- Pitcher
- Born: February 29, 1952 Modesto, California, U.S.
- Died: February 25, 2022 (aged 69) El Dorado Hills, California, U.S.
- Batted: RightThrew: Right

MLB debut
- September 14, 1976, for the Atlanta Braves

Last MLB appearance
- September 14, 1976, for the Atlanta Braves

MLB statistics
- Win–loss record: 1–0
- Earned run average: 5.40
- Strikeouts: 3
- Stats at Baseball Reference

Teams
- Atlanta Braves (1976);

= Al Autry =

American baseball player (1952–2022)

Albert Autry (February 29, 1952 – February 25, 2022) was an American professional baseball right-handed pitcher, who played in Major League Baseball (MLB) for the Atlanta Braves.

Autry attended Grace M. Davis High School in Modesto, California and was drafted by the Kansas City Royals in the fourth round (91st overall) of the 1969 Major League Baseball draft, and started playing Minor League Baseball (MiLB) with the Winnipeg Goldeyes of the Northern League.
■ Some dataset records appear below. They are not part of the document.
PR #1116, opened 2022-12-01
fix(payment): STRIPE-269 exclude wallets from the custom customer step status for stripeLink

AlanMunozN:
## What? [STRIPE-269](https://bigcommercecloud.atlassian.net/browse/STRIPE-269)
Exclude wallet from custom stripeLinkFlow

## Why?
Could affect functionality and UX 

## Testing / Proof
BUG:
https://drive.google.com/file/d/1cw6iNp2HL-StziDoiNc3ZaVAHqZgm7K2/view?usp=share_link

FIX:
https://drive.google.com/file/d/1BuaMZEVnCQKhpOlNlN9TuodBNZf8L1cl/view?usp=share_link

### DIFF
--- a/packages/core/src/app/checkout/getCheckoutStepStatuses.ts
+++ b/packages/core/src/app/checkout/getCheckoutStepStatuses.ts
@@ -32,9 +32,15 @@ const getCustomerStepStatus = createSelector(
                 : false;
         const isGuest = !!(customer && customer.isGuest);
         const isComplete = hasEmail || isUsingWallet;
-        const isEditable = isComplete && !isUsingWallet && isGuest
+        const isEditable = isComplete && !isUsingWallet && isGuest;
 
-        if (config?.checkoutSettings.providerWithCustomCheckout === PaymentMethodId.StripeUPE && hasEmail && isGuest) {
+        // StripeLink is a UX that is only available with StripeUpe and will only be displayed for BC guest users,
+        // it uses its own components in the customer and shipping steps, unfortunately in order to preserve the UX
+        // when reloading the checkout page it's necessary to refill the stripe components with the information saved.
+        // In this step, we require that the customer strategy be reloaded the first time.
+        const isUsingStripeLinkAndCheckoutPageIsReloaded = !isUsingWallet &&
+            config?.checkoutSettings.providerWithCustomCheckout === PaymentMethodId.StripeUPE && hasEmail && isGuest;
+        if (isUsingStripeLinkAndCheckoutPageIsReloaded) {
             return {
                 type: CheckoutStepType.Customer,
                 isActive: false,
--- a/packages/core/src/app/checkout/getCheckoutStepStatuses.spec.ts
+++ b/packages/core/src/app/checkout/getCheckoutStepStatuses.spec.ts
@@ -11,9 +11,11 @@ import {
 } from '../address/formField.mock';
 import { getBillingAddress, getEmptyBillingAddress } from '../billing/billingAddresses.mock';
 import { getCart } from '../cart/carts.mock';
+import { getStoreConfig } from '../config/config.mock';
 import { getCustomer, getGuestCustomer } from '../customer/customers.mock';
 import { getOrder } from '../order/orders.mock';
 import { getPaymentMethod } from '../payment/payment-methods.mock';
+import { PaymentMethodId } from '../payment/paymentMethod';
 import { getConsignment } from '../shipping/consignment.mock';
 import { getShippingAddress } from '../shipping/shipping-addresses.mock';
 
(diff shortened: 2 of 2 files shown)


BC-AOrtiz (approved):
LGTM

packages/core/src/app/checkout/getCheckoutStepStatuses.ts
```diff
@@ -34,7 +34,7 @@ const getCustomerStepStatus = createSelector(
         const isComplete = hasEmail || isUsingWallet;
         const isEditable = isComplete && !isUsingWallet && isGuest
 
-        if (config?.checkoutSettings.providerWithCustomCheckout === PaymentMethodId.StripeUPE && hasEmail && isGuest) {
+        if (!isUsingWallet && config?.checkoutSettings.providerWithCustomCheckout === PaymentMethodId.StripeUPE && hasEmail && isGuest) {
```
animesh1987, line 37: Can we please add tests to cover this? Also can we work on this control flow, feels like we are just adding conditions one after the other. 

Have you tested this with other wallet buttons?

BCHMercado:
💚 Testing done !
https://bigcommercecloud.atlassian.net/jira/software/c/projects/STRIPE/boards/622?modal=detail&selectedIssue=STRIPE-269

packages/core/src/app/checkout/getCheckoutStepStatuses.ts
AlanMunozN: Hello @animesh1987, I already added unit testing, also, QA already validated the wallets available for StripeUPE, I added a video of the missing wallet https://drive.google.com/file/d/1N7JxCWImcA960SqjC6eaX1N9zLEmBb8u/view?usp=sharing, and about the approach let me explain a little each validation inside the If validation for stripeLink.

The validation is the following:
`if (!isUsingWallet && config?.checkoutSettings.providerWithCustomCheckout === PaymentMethodId.StripeUPE && hasEmail && isGuest)`

**`config?.checkoutSettings.providerWithCustomCheckout === PaymentMethodId.StripeUPE`**: this validation was suggested by you, it comes from BCAPP and tells us when StripeLink is active.

**`hasEmail`**: this validation was added to make sure that the flow is only used if an email has already been saved, it could be deleted but we prefer to exclude it from the custom flow when it is not necessary.

**`isGuest`**: Stripelink only works with guest so in the case of using the BC customer flow we are not interested in having the custom flow.

and the last one, **`isUsingWallet`** : which is used to exclude wallets from the custom flow, since they don't need to reload stripe components in case of a reload.

please let me know any concern :D

bc-peng: Because this is part of the core logic of checkout-js, `!isUsingWallet && config?.checkoutSettings.providerWithCustomCheckout === PaymentMethodId.StripeUPE && hasEmail && isGuest` is simply too complex for future developers to comprehend.

Could we replace this long line with a function like `isUsingStripeLink()`? (This may not be the best name. please summarise the conditions' purpose.)

animesh1987: Hey Alan thanks for the explanation, it does feel a bit too many conditions still. 

On the condition `config?.checkoutSettings.providerWithCustomCheckout === PaymentMethodId.StripeUPE` what happens when we add another accelerated checkout in future?


On another note in the video above, I can see wallet buttons still active. Thought there was a decision made somewhere to remove wallet buttons if stripe link was active?

AlanMunozN: Hello @bc-peng, as we saw by message, I made a constant instead of a function so to avoid sending many parameters, let me know if It's ok and if not I can change it for a function :D, I also added a comment explaining the reason for the `constant` and the `if` 

In response to your questions @animesh1987,
Apparently, there can only be one accelerated checkout working. 
For example:
**Bolt** and **StripeLink** cannot coexist. I understand that the **Bolt team** is working on these validations, so if we add another accelerated checkout in the future, there will be a standard flow to avoid **StripeLink** as well as **Bolt**.

And in response to your last question, It's partially correct, we remove the wallets for **StripeLink** but as long as the user is authenticated in **Stripe** (In the demo, I am still a guest for both **BC** and **Stripe**)

Let me know any other questions, regards

packages/core/src/app/checkout/getCheckoutStepStatuses.ts
```diff
@@ -34,7 +34,13 @@ const getCustomerStepStatus = createSelector(
         const isComplete = hasEmail || isUsingWallet;
         const isEditable = isComplete && !isUsingWallet && isGuest
 
-        if (config?.checkoutSettings.providerWithCustomCheckout === PaymentMethodId.StripeUPE && hasEmail && isGuest) {
+        // StripeLink is a UX that is only available with StripeUpe and will only be displayed for BC guest users,
+        // it uses its own components in the customer and shipping steps, unfortunately in order to preserve the UX
+        // when reloading the checkout page it's necessary to refill the stripe components with the information saved.
+        // In this step, we require that the customer strategy be reloaded the first time.
+        const isUsingStripeLinkAndCheckoutPageIsReloaded = !isUsingWallet &&
+            config?.checkoutSettings.providerWithCustomCheckout === PaymentMethodId.StripeUPE && hasEmail && isGuest
```
bc-peng, line 42: Could you please add `;` to Line 42 and 35 ?
`checkout-js` linter should catch these automatically. 🤔

AlanMunozN: @bc-peng, I'm so sorry, I think Ruby has affected me hahaha

bc-peng (approved):
LGTM, thanks.

animesh1987 (approved):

On September 14, 1976, Autry made his big league debut, as the home-team Atlanta Braves‘ starting pitcher against the Houston Astros, at Fulton County Stadium. He pitched five innings, gave up four hits, three earned runs, and struck out three batters, while being credited with the win in a 4–3 Braves victory, in what would be his only appearance in the major leagues. He would be only one of two players since the end of World War II to have started and got credited for the win in his lone MLB appearance. Chris Saenz accomplished the same feat in 2004 pitching for the Milwaukee Brewers. Autry has stated in numerous interviews that a single incident where a sarcastically criticized his teammate and best friend Rick Camp for making an error in the following spring training was misinterpreted by Braves manager Dave Bristol as poor sportsmanship and essentially blackballed Autry from the major league roster. He was sent down to AAA Richmond and eventually traded to the St. Louis Cardinals, but failed to make the major league roster of either team and retired from professional baseball after the 1978 season.

Autry was diagnosed with progressive supranuclear palsy in his later years and died on February 25, 2022, just four days shy of his 70th birthday.